Thursday, 17 February 2011

The covenant of redemption

The interaction of the covenants is notoriously difficult to understand. I have been grappling with it for a sermon this Sunday on Genesis 17. It strikes me that they can be thought of in terms of a railway stretching through history.

The covenant with Noah guarantees the route. There God promises to maintain his creation. It is the ground on which the track will be laid.

The covenant with Abraham is the track. Its design is displayed in Genesis 12, its first stage is then actually constructed in Genesis 15 and its second in Genesis 17 and 22. There are various more minor stations along the way, but the first stage ends at the city of 'Full Nationhood' - that Abraham will know greatness in having many descendents who will inhabit a promised land. The second stage ends at the city of 'Full Blessing' – that God will be their God so bringing them joy and bringing joy to others through them. These are the destinations. With every station that is passed the train is closer to them and so more goods from those cities are enjoyed.

God owns the railway and has graciously chosen Abraham’s descendents and others to travel in a train driven by various leaders. The requirement is only that in gratitude these people follow his instructions by circumcising their children with all that implies for circumcising their hearts through faith. If not, they will have to leave the train.

The promises begin to progress and the covenant with Moses describes one leg of the journey. The train stops at the station of 'Sinai' and Moses brings the law into the carriage, instructing his passengers on how to behave if they are to remain on the train and if the covenant with Abraham is to be fulfilled. The train continues with various drivers following Moses and reaches 'Full Nationhood.' But as it continues towards ‘Full Blessing,’ the people fail to abide by the law and so the train is stopped at the station of 'Exile' and the people are ordered off. Hope is then given as people repopulate the carriage, but the train only shunts forward another few feet before they sin again. It seems that mere instruction is not enough. The Mosaic leg of the journey is over.

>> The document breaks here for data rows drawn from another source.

PR #180, opened 2020-08-03
feat: add watcherx/DirectoryWatcher

zepatrik:
## Proposed changes

This new directory watcher notifies about all file changes in one directory up to a specified depth. It ignores events related to directory creation/deletion.

Current limitations:
- the directory has to exist for the watcher to start, it does not automatically watch the parent directory for a create event (though we can add that)
- for the same reason deleting the watched directory will make the watcher close itself
- it does not use the symlink compatible FileWatcher (though it probably should)

### DIFF
--- a/watcherx/directory.go
+++ b/watcherx/directory.go
@@ -4,92 +4,117 @@ import (
 	"bytes"
 	"context"
 	"fmt"
-	"github.com/fsnotify/fsnotify"
-	"github.com/pkg/errors"
 	"io/ioutil"
 	"os"
-	"path/filepath"
+	"path"
+	"time"
+
+	"github.com/fsnotify/fsnotify"
+	"github.com/pkg/errors"
 )
 
-func listSubDirsDepth(dirs []string, errs []error, parent string, depth int) ([]string, []error) {
+func listSubDirsDepth(parent string, depth int) (dirs []string, errs []error) {
 	if depth == 0 {
-		return dirs, nil
+		return
 	}
-	files, err := ioutil.ReadDir(parent)
-
+	entries, err := ioutil.ReadDir(parent)
+	if err != nil {
+		return dirs, append(errs, errors.WithStack(err))
+	}
+	for _, e := range entries {
+		if e.IsDir() {
+			dn := path.Join(parent, e.Name())
+			subDirs, subErrs := listSubDirsDepth(dn, depth-1)
+			dirs = append(append(dirs, dn), subDirs...)
+			errs = append(errs, subErrs...)
+		}
+	}
+	return
 }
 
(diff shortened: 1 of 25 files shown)


watcherx/directory.go
```diff
@@ -0,0 +1,120 @@
...
+	w, err := fsnotify.NewWatcher()
+	if err != nil {
+		return errors.WithStack(err)
+	}
+	subDirs, errs := listSubDirsDepth(dir, depth)
+	if len(errs) != 0 {
+		return errors.Errorf("%+v", errs)
+	}
+	for _, d := range append(subDirs, dir) {
+		fmt.Printf("adding watcher for %s\n", d)
```
aeneasr, line 45: Remove debug statement

watcherx/directory.go
```diff
@@ -0,0 +1,120 @@
...
+	"github.com/pkg/errors"
+)
+
+func listSubDirsDepth(parent string, depth int) (dirs []string, errs []error) {
+	if depth == 0 {
+		return
+	}
+	entries, err := ioutil.ReadDir(parent)
+	if err != nil {
+		return dirs, append(errs, errors.WithStack(err))
```
aeneasr, line 22: Why not just return on an error immediately, given that you return directly here as well: https://github.com/ory/x/pull/180/files#diff-61f10616b3d8e8d2b3d31a972c41c59eR41

watcherx/directory.go
```diff
@@ -0,0 +1,120 @@
...
+
+	"github.com/fsnotify/fsnotify"
+	"github.com/pkg/errors"
+)
+
+func listSubDirsDepth(parent string, depth int) (dirs []string, errs []error) {
+	if depth == 0 {
+		return
+	}
+	entries, err := ioutil.ReadDir(parent)
```
aeneasr, line 20: Have you seen `filepath.Walk`?

https://yourbasic.org/golang/list-files-in-directory/

watcherx/directory.go
```diff
@@ -0,0 +1,120 @@
...
+		}
+	} else if e.Op&(fsnotify.Write|fsnotify.Create) != 0 {
+		if stats, err := os.Stat(e.Name); err != nil {
+			c <- &ErrorEvent{
+				error:  errors.WithStack(err),
+				source: source(e.Name),
+			}
+			return
+		} else if stats.IsDir() {
+			fmt.Printf("created directory %s\n", e.Name)
```
aeneasr, line 86: Remove debug statement

watcherx/directory.go
zepatrik: Hm right for some reason I decided to not use it, I think because I misread the documentation and thought it would only list files and not directories.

Hope comes now with a new and supreme driver in Jesus. He calls people to get off this train and onto a new one that will run on the same track. In this he promises two things. He will continually remind, encourage and enable people to keep the instructions necessary whilst forgiving them when they fail if they display a genuine desire to remain. He also calls all people to climb on board this train and come with him to 'Full Blessing.'

The passengers of the old one certainly don’t like this. They liked the exclusivity and so question whether Jesus is genuine. And so the arrival of Jesus raises the stakes. They must decide. Will they get on the new train that will move forward or stay on the one that has no further to go? And for everyone else, they must choose whether they want to be on the new train too. Will they trust Jesus promise to take it forward, ever closer to 'Full Blessing' with God that is its goal? Or will they remain where they are and miss out?

As the train moves forward people’s hearts are displayed. Some jump off because they don't like it and refuse to trust or obey the driver. Others jump on for a while but show no real desire to trust and obey him, and so jump off again. Still others are born on the carriage yet jump off in doing the same. But many others who transferred from the previous train, or who jumped on or were born on the train remain. It is they who will reach the final destination.